Davalı, davanın reddini savunmuştur.
Mahkemece, "davanın kabulü ile; 877 parsel sayılı 10155,00 metrekare tarla niteliğindeki taşınmazdaki 483,57 metrekare"lik davalı hissesinin iptali ile davacı adına tesciline" dair verilen hükmün, davalı vekilince temyizi üzerine; Dairemizin, 29.05.2017 tarih, 2015/18546 Esas, 2017/4336 Karar sayılı ilamıyla “....dava konusu taşınmazda davalının, miras bırakanı ..."nin 1/3 payından kendisine miras yoluyla intikal eden paylarını temlik ettiği gözetilerek, davalının miras bırakanı Ayşe"den intikal eden miras payı oranında tapu iptali ve davacı adına tesciline hükmedilmesi gerekirken yazılı olduğu üzere metrekare olarak infaza elverişsiz biçimde hüküm kurulması doğru görülmemiştir...” gerekçesi ile bozulmasına karar verilmiştir.
Mahkemece bozma ilamına uyularak yeniden yapılan yargılama sonunda; davanın kabulü ile; 877 parsel sayılı taşınmazdaki davalıya ait 1/3 payın tapu kaydının iptali ile davacı adına tesciline karar verilmiştir.
Hükmü davalı vekili temyiz etmiştir.
Mahkemece bozmaya uyulmuş olmakla bozma gereklerinin aynen yerine getirilmesi zorunlu olup, bu durum usuli kazanılmış hakkın bir gereğidir.

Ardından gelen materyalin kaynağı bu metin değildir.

PR #2839, opened 2021-12-28
Delete logs

lbwexler:
Hoist P/R Checklist
-------------------

### DIFF
--- a/admin/tabs/server/logViewer/LogViewerModel.js
+++ b/admin/tabs/server/logViewer/LogViewerModel.js
@@ -117,7 +117,7 @@ export class LogViewerModel extends HoistModel {
             const recs = this.filesGridModel.selectedRecords,
                 count = recs.length;
             if (!count ||
-                !(await XH.confirm({title: 'Confirm Delete?', message:`Delete ${count} files?`}))) {
+                !(await XH.confirm({title: 'Confirm Delete?', message: `Delete ${count} files?`}))) {
                 return;
             }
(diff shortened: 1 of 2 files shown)


admin/tabs/server/logViewer/LogViewerModel.js
```diff
@@ -103,6 +112,26 @@ export class LogViewerModel extends HoistModel {
         }
     }
 
+    async deleteSelectedAsync() {
+        try {
+            const recs = this.filesGridModel.selectedRecords,
+                count = recs.length;
+            if (!count ||
+                !(await XH.confirm({title: 'Confirm Delete?', message: `Delete ${count} files?`}))) {
```
TomTirapani, line 120: I haven't seen this pattern of using await within the condition before - cool!

TomTirapani: Although I must admit I find it a bit hard to parse, given that it may or may not be async depending on the previous clause. Might be clearer to split them up into two different checks, one for the early out and one for async user confirmation?

amcclain:
Thanks - how very convenient that this was already available as a hoist-core endpoint!

Pushed minor tweaks in 330040a97cc3b2b3ef3e1f7175300588cc85ed15 to use RecordActions and have both delete and download in the context menu + bottom toolbar.  I had been meaning to move the download option for a while now due to space constraints on the top toolbar, so this was a nice prompt to do so.

Issue #2843, opened 2021-12-29
Grid ValuesTabModel extracts values from store, even when not enabled


amcclain:
We've discussed this when we first implemented grid filters, I believe, but now might be a decent time to revisit.

Within `ValuesTabModel`, we are doing some non-trivial work to extract and compute a list of values from the source store/cube, reconcile those with current filter values, and load into an inner managed GridModel.

All of this happens even when `fieldSpec.enableValues == false`. From what I can see, this flag only effects the default tab shown + visibility of the tab switcher within the header dialog. 

Can we (safely) avoid doing this values extraction - or even avoid creating a `ValuesTabModel` altogether within `ColumnHeaderFilterModel` - when this feature is disabled? We don't have any expectation that it can be "switched on" post-construction, so that should ease matters a bit.

TomTirapani:
PR here: https://github.com/xh/hoist-react/pull/2844

Issue #2841, opened 2021-12-29
Support values autocompletion within GridFilter custom tab


amcclain:
When the user is working with a grid column filter in the "Custom" tab and adding an equals/does not equal clause on a column/field with `enableValues:true`, we could consider autocompleting from the available values, as we do in `filterChooser`.

TomTirapani:
PR here: https://github.com/xh/hoist-react/pull/2846

PR #2844, opened 2021-12-30
Avoid extracting values from store when GridFilterFieldSpec.enableValues is false

TomTirapani:
It was straightforward enough to simply not create the ValuesTabModel if enableValues is false.

See issue [#2843](https://github.com/xh/hoist-react/issues/2843)

Note that this implementation is likely to change with https://github.com/xh/hoist-react/issues/2841, since the value extraction code will likely be refactored to be shared by both tabs. But I still think its worth taking this improvement in the interim.

Hoist P/R Checklist
-------------------

### DIFF
--- a/desktop/cmp/grid/impl/filter/ColumnHeaderFilterModel.js
+++ b/desktop/cmp/grid/impl/filter/ColumnHeaderFilterModel.js
@@ -36,6 +36,10 @@ export class ColumnHeaderFilterModel extends HoistModel {
         return this.fieldSpec.field;
     }
 
+    get enableValues() {
+        return this.fieldSpec.enableValues;
+    }
+
     get currentGridFilter() {
         return this.gridFilterModel.filter;
     }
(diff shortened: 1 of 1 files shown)


desktop/cmp/grid/impl/filter/ColumnHeaderFilterModel.js
```diff
@@ -74,7 +78,7 @@ export class ColumnHeaderFilterModel extends HoistModel {
         this.column = column;
         this.fieldSpec = filterModel.getFieldSpec(column.field);
 
-        this.valuesTabModel = new ValuesTabModel(this);
+        this.valuesTabModel = this.enableValues ? new ValuesTabModel(this) : null;
```
lbwexler, line 81: seems like this could be the only place we reference enableValues?   And just don't include the tab in the container.  Then null checks everywhere else on the valuesTabModel, and the activeTab can never be 'valuesFilter'

PR #2847, opened 2022-01-04
Make LocalDate.get() accept hyphens.

lbwexler:
Not the final word on this but this bit of work could be done easily now without any API changes, or required changes to Hoist Core.

Hoist P/R Checklist
-------------------

### DIFF
--- a/utils/datetime/LocalDate.js
+++ b/utils/datetime/LocalDate.js
@@ -26,10 +26,6 @@ export class LocalDate {
     static _instances = new Map();
     static VALID_UNITS = ['year', 'quarter', 'month', 'week', 'day', 'date'];
 
-    // Very basic preliminary regex to partially validate input to LocalDate.get().
-    // Input fully validated as a date when passed to moment in constructor.
-    static fmtRegEx = new RegExp(/^\d{8}$/);
-
     _isoString;
     _moment;
     _date;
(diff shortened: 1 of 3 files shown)


utils/datetime/LocalDate.js
```diff
@@ -41,29 +41,22 @@ export class LocalDate {
...
-            ret = _instances.get(s);
-
-        if (!ret) {
-            ret = new LocalDate(s);
-            _instances.set(s, ret);
-        }
-
-        return ret;
+        if (!isString(s)) this.throwInvalidArgument(s);
+        s = s.replaceAll('-', '');
```
cnrudd, line 50: if here the code now took just the first 8 chars, it would open up easily converting many time strings to LocalDate.
Is there a safety/integrity use case where if a developer deliberately tries to convert a time string that has time or zone info to a LocalDate they should be blocked?

utils/datetime/LocalDate.js
```diff
@@ -313,8 +306,8 @@ export class LocalDate {
     //-------------------
     /** @private - use one of the static factory methods instead. */
     constructor(s) {
-        const m = moment(s, 'YYYYMMDD');
-        throwIf(!m.isValid(), `Invalid argument for LocalDate: ${s}`);
+        const m = moment(s, 'YYYYMMDD', true);
```
cnrudd, line 309: Nice using string here rather than the regex.

cnrudd (approved):
I think this is a step in the right direction.  Happy to go with incremental steps.  I'll work on the next step, if no one gets there first. :)

utils/datetime/LocalDate.js
lbwexler: You can use .from if you want that kind of parsing

cnrudd: Sure, but isn't the point of this change to make it easier to feed values into LocalDate when the feeding is done by an intermediary component, like the column parser, which uses only .get?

Mahkemece, Yargıtay bozma ilamına uyulduğu halde bozma ilamının gereği yerine getirilmemiştir. Mahkemece, dava konusu taşınmazın, geldi ve gitti kayıtları denetlenebilir şekilde kütük sayfasının dosya arasına alındıktan sonra, dava konusu taşınmazdaki, taraflar ve diğer ortakların elbirliği ile malik oldukları 1/3 payın miras bırakan ..."dan intikal ettiğinin anlaşılması halinde, önceki bozma ilamında da vurgulandığı üzere, davalının, miras bırakan annesi ..."ya ait 1/3 paydan kendisine, miras yoluyla intikal eden payının tamamını davacıya satmayı vaadettiği hususu gözetilerek, davalıya ait payın belirlendikten sonra bu payın tapu kaydının iptali ile satış vaadi sözleşmesi gereği davacı adına tesciline karar verilmesi gerekirken, bozma ilamına aykırı olarak yazılı olduğu üzere, elbirliği mülkiyetine konu 1/3 payın tamamı hakkında hüküm kurulması doğru görülmemiş, bu sebeple kararın bozulması gerekmiştir.
SONUÇ:Yukarıda açıklanan nedenlerle davalı vekilinin temyiz itirazlarının kabulü ile hükmün BOZULMASINA, peşin yatırılan harcın istek halinde iadesine, kararın tebliğinden itibaren 15 gün içinde karar düzeltme yolu açık olmak üzere, 06.11.2018 tarihinde oybirliği ile karar verildi.